I suggest that you use a profiler to test which is faster.
My personal opinion is that you should use Lists.
I work on a large codebase and a previous group of developers used arrays everywhere. It made the code very inflexible. After changing large chunks of it to Lists we noticed no difference in speed.
The Java way is that you should consider what data abstraction most suits your needs. Remember that in Java a List is an abstract, not a concrete data type. You should declare the strings as a List, and then initialize it using the ArrayList implementation.
List<String> strings = new ArrayList<String>();
This separation of Abstract Data Type and specific implementation is one the key aspects of object oriented programming.
An ArrayList implements the List Abstract Data Type using an array as its underlying implementation. Access speed is virtually identical to an array, with the additional advantages of being able to add and subtract elements to a List (although this is an O(n) operation with an ArrayList) and that if you decide to change the underlying implementation later on you can. For example, if you realize you need synchronized access, you can change the implementation to a Vector without rewriting all your code.
In fact, the ArrayList was specifically designed to replace the low-level array construct in most contexts. If Java was being designed today, it's entirely possible that arrays would have been left out altogether in favor of the ArrayList construct.
Since arrays keep all the data in a contiguous chunk of memory (unlike Lists), would the use of an array to store thousands of strings cause problems ?
In Java, all collections store only references to objects, not the objects themselves. Both arrays and ArrayList will store a few thousand references in a contiguous array, so they are essentially identical. You can consider that a contiguous block of a few thousand 32-bit references will always be readily available on modern hardware. This does not guarantee that you will not run out of memory altogether, of course, just that the contiguous block of memory requirement is not difficult to fufil.
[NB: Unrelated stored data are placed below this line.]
Issue #9645, opened 2025-05-22
Repeat of Visual Block edit is directional


dexusnl:
**Describe the bug**
The repeat of an edit from visual block is not repeated on the same lines if the selection is made from the bottom upwards.

**To Reproduce**

- Open a document with multiple lines
- Press CTRL+Q to make a visual block slection.
- Press up or K a couple of times to select multiple lines.
- Press SHIFT+A to append the selection and type something.
- Go back to normal mode by pressing escape.
- Repeat the last action by pressing "."
- The lines will be added from the cursor upwards instead of on the same lines.

**Expected behavior**
I expect the repeat to be executed on the same lines as the previous action regardless of the selection was done upwards or downwards, this is the behavior Vim has.

**Screenshots**
![Image](https://github.com/user-attachments/assets/542f4451-67ce-4066-8c71-b530d0e7c9c5)

**Environment (please complete the following information):**
- Extension (VsCodeVim) version: 1.29.2
- VSCode Version: 1.100.23258 (system setup)
  Commit: 557d9224936804f4aeb93625d7a45c97113627e4
  Date: 2025-05-15T18:24:23.128Z
  Electron: 34.5.4
  ElectronBuildId: undefined
  Chromium: 132.0.6834.210
  Node.js: 20.19.0
  V8: 13.2.152.41-electron.0
  OS: Windows_NT x64 10.0.19045

prakhargupta-jan:
https://github.com/user-attachments/assets/523f31d1-2e8c-43ac-9801-b9de2f36507b

Hi, I am unable to reproduce the bug

PFA video

PR #9912, opened 2026-01-23
fix: re-calculate starting point for repeated action on block

fuulish:
**What this PR does / why we need it**: repeating a visual block/line selection and modification is directional and does not emulate VIM behavior properly

**Which issue(s) this PR fixes**: This fixes issue #9645 

**Special notes for your reviewer**: Claude Code was used in identifying the issue and generating the fix.


J-Fields:
Mind writing a test case?

Issue #8321, opened 2023-03-19
unicode


aloispichler:
Some languages (as Julia) allow unicode characters as Ø, Đ, Λ, 𝒟 and many others.
If the document contains unicode characters, then VSCodeVim does strange things:

- wrong hjkl movements, 
- wrong easymotion jumps, 
- ‘x’ or ‘r’ will delete wrong, i.e., offset (displaced) characters.

Would be nice to fix that.

k1832:
The `r` and other character-level command issues with surrogate pair characters (like `𝒟`, `𝐄`, and other mathematical symbols from U+1D400+) are addressed in #9929.

Specifically, `a`, `r`, `s`, `~`, and `ga` now correctly handle characters encoded as UTF-16 surrogate pairs. The `hjkl` and `x`/`X` commands were already fixed in earlier changes.

k1832:
Note: easymotion still has surrogate pair issues — it uses raw character arithmetic (e.g. `character + 1`, `character + match.text.length`) without surrogate pair checks in match positioning and marker decoration. This would need a separate fix.

PR #9929, opened 2026-02-10
fix: surrogate pair (emoji) handling for a, r, s, ~, ga commands

### LINKED ISSUE #9931: Surrogate pair characters (emoji, rare CJK, etc.) break a, r, s, ~, ga commands
**Describe the bug**

When the cursor is on a character encoded as a UTF-16 surrogate pair — emojis (`😄`), rare CJK characters (`𩸽`), musical symbols (`𝄞`), etc. — several character-level commands produce incorrect results.

| Command | Broken behavior |
|---------|----------------|
| `a` (Append) | Cursor lands before the character instead of after |
| `r` (Replace) | Only replaces half the character, corrupting the text |
| `s` (Change char) | Only deletes half the character before entering Insert mode |
| `~` (Toggle case) | Corrupts the character into a lone surrogate |
| `ga` (Unicode info) | Shows the half-surrogate value instead of the full codepoint |

**To Reproduce**

1. Open a file containing `😄text`
2. Place cursor on `😄`
3. Press `a` (append), type `!`, press `Esc`
4. See `!😄text` — `!` inserted before the emoji instead of after

**Expected behavior**

`😄!text` — `!` should be inserted after the emoji.

- Extension (VsCodeVim) version: 1.32.4
- VSCode version: 1.109.0
- OS: Ubuntu 24.04

**Additional context**

`position.getRight()` increments by 1 UTF-16 code unit, but these characters are 2 code units (a surrogate pair). Moving by 1 lands between the pair, and VSCode's `validatePosition` clamps it back to the start.

`x`/`X`, `l`/`h`, and `y` already have surrogate boundary correction and work correctly.

k1832:

When the cursor is on a character encoded as a UTF-16 surrogate pair — emojis (`😄`), rare CJK characters (`𩸽`), mathematical symbols (`𝒟`, `𝔸`), musical symbols (`𝄞`), etc. — several character-level commands break.

`position.getRight()` increments by 1 UTF-16 code unit, but these characters are 2 code units. Moving by 1 lands between the pair, and VSCode's `validatePosition` clamps it back to the start — so the cursor effectively goes backward.

| Command | Broken behavior |
|---------|----------------|
| `a` (Append) | Cursor lands before the character instead of after |
| `r` (Replace) | Only replaces half the character, corrupting the text |
| `s` (Change char) | Only deletes half the character before entering Insert mode |
| `~` (Toggle case) | Corrupts the character into a lone surrogate |
| `ga` (Unicode info) | Shows the half-surrogate value instead of the full codepoint |

Previous fixes addressed insert mode (PR #7977 / #6046) and motions (`l`/`h`) and operators (`x`/`X`/`y`), but these 5 commands were missed. This PR completes the surrogate pair handling for character-level commands and adds 12 regression tests to prevent future breakage.

Adds `getSurrogateAwareRight()`/`getSurrogateAwareLeft()` helpers on the Position prototype that skip past surrogate pairs, following the same pattern already used by `MoveRight` (`l`) / `MoveLeft` (`h`). Uses these helpers in the 5 affected commands. Also switches `ga` from `charCodeAt()` to `codePointAt()` to report the full Unicode codepoint.

Fixes #9931
Partially addresses #8321 — this PR fixes `r` and other character-level commands reported there. Remaining issues not addressed: easymotion uses raw character arithmetic for match positioning and marker decorations; `xp` (transpose) on surrogate pairs is also still broken (TODO added in `put.ts`).

- [x] 19/19 surrogate pair tests passing (7 existing + 12 new)
- [x] Full test suite passes (3157 passing, 0 regressions)
- Tests cover emojis, rare CJK (𩸽), and mathematical symbols (𝒟, 𝔸) from U+1D400 block
- Tests require #9928 to build when re-resolving dependencies


src/common/motion/position.ts
```diff
@@ -151,6 +151,17 @@ declare module 'vscode' {
      */
     getUp(count?: number): Position;
 
+    /**
+     * Like getRight(), but skips past surrogate pairs so the cursor never
+     * lands between the high and low surrogate of an emoji.
+     */
+    getSurrogateAwareRight(line: string, count?: number): Position;
```
J-Fields:
```suggestion
    getSurrogateAwareRight(doc: TextDocument, count?: number): Position;
```
This API is easier to use and less error prone

k1832: Done — applied in 963c1b24. Both helpers now take `TextDocument` and look up the line internally.

k1832:
Forgot to re-request a review...

NanoUser3000:
note about `p`: `p` working depends one additional factor
when using `j` to move cursor over 2-wide / surrogate pair symbol, we can go from two columns (assuming they are normal characters). the cursor over emoji may be in 1 of 2 states: "in column more to the left" or "more to the right".

Screen capture showing the difference of going from space versus t (I `x` the a, then do `jjpukljp…`). Despite using `p` with cursor showing over the same character, the results are different)
[Screencast from 2026-05-22 18-45-15.webm](https://github.com/user-attachments/assets/4598f695-ca33-46cc-8169-ccd2722a2f22)

Same thing is happening for a yanked word: the word is pasted before or after the emoji under cursor depending on this internal state.

shift+p / P seems to be working fine

src/actions/commands/replace.ts
```diff
@@ -33,17 +33,7 @@ export class ReplaceCharacter extends BaseCommand {
...
-    // Return if tried to repeat longer than linelength
-    if (endPos.character > vimState.document.lineAt(endPos).text.length) {
-      return;
-    }
-
-    // If last char (not EOL char), add 1 so that replace selection is complete
-    if (endPos.character > vimState.document.lineAt(endPos).text.length) {
-      endPos = new Position(endPos.line, endPos.character + 1);
-    }
+    const endPos = position.getSurrogateAwareRight(vimState.document, timesToRepeat);
```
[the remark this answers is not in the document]
k1832: Good catch — fixed in 00f986bb. The old guard counted UTF-16 code units while `endPos` is codepoint-aware, so `2r` on a single emoji slipped past it and inserted an extra character. The check now runs after computing `endPos` and counts codepoints in the spanned range (`[...line.slice(...)].length`), so it refuses the operation when fewer than `count` characters remain — matching Vim. Added two regression tests (`2rx` spanning two surrogate pairs, and `2rx` on a single emoji as a no-op).

k1832:
Thanks for the detailed report and the screen recording, @NanoUser3000! That `p` behavior is a separate issue from this PR's scope — this PR only covers the character-level commands `a`, `r`, `s`, `~`, and `ga`. The paste positioning you're seeing (text landing before/after the emoji depending on the cursor's internal column state) shares the same surrogate-pair root cause but lives in different code paths (`put.ts` / cursor column tracking). I'd rather not expand this PR's surface, so I'll open a follow-up issue to track `p`/`xp` on surrogate pairs so it doesn't get lost here.

J-Fields (approved):
Thank you!

PR #9959, opened 2026-03-12
Fix dot repeat for tab-only insertions

### LINKED ISSUE #2337: using the repeat command (.) after inserting a tab, does nothing
BUG REPORT

**What happened**:
after inserting a tab, the _._ key cannot be used to repeat the last command (but repeat works for any other character, it seems to be only tab which does not work)

I expected the _._ to insert a tab for me

position to start of a line of text
_i_ _<tab>_ _ESC_ 
position to start of next line
_._ (to repeat last command)
nothing happens.

**Environment**:
- Extension Name: vim
- Extension Version: 0.10.13
- OS Version: Linux x64 4.4.0-38-generic
- VSCode version: 1.19.1

cdthompson:

Fixes `.` repeat for insert sessions that only change the document through VS Code-managed edits, such as a plain `<Tab>` in Insert mode.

Any performance difference will be negligible, especially if you initialize your arraylist with an initialCapacity. Write your code in whatever way makes it the most readable and maintainable, and try not to optimize stuff like this unless you've determined through testing that you are getting a significant performance hit from it.
Potential reasons to use ArrayList:
- useful methods (
contains, etc.) - implements
Iterable,Collection, andList, and can therefore be used in a lot of API calls that are interface-based. - even though you currently "know" that your collection's size can never change, life throws unexpected requirements at us. Why lock yourself into a pattern when there's no discernible advantage to be gained?
ArrayList gives you many features a raw array does not have. If you know the number of elements you can create an ArrayList of that size.
new ArrayList<String>(100);
If you are worrying about the difference in speed between an ArrayList and an array, you are worrying about the wrong thing. It is highly unlikely to be the bottleneck in your code. If it is, there is almost certainly a better answer than changing to an array.
Don't succumb to premature optimization. It'll wreak havoc on your code. Most things don't matter, only a few things do. You can only find those few things by profiling your code. Trying to make every part fast is a very ineffective way of making the whole fast. Keeping a clean, simple design is much more effective. That will give you the necessary seams for introducing optimizations in the one or two places they're actually needed.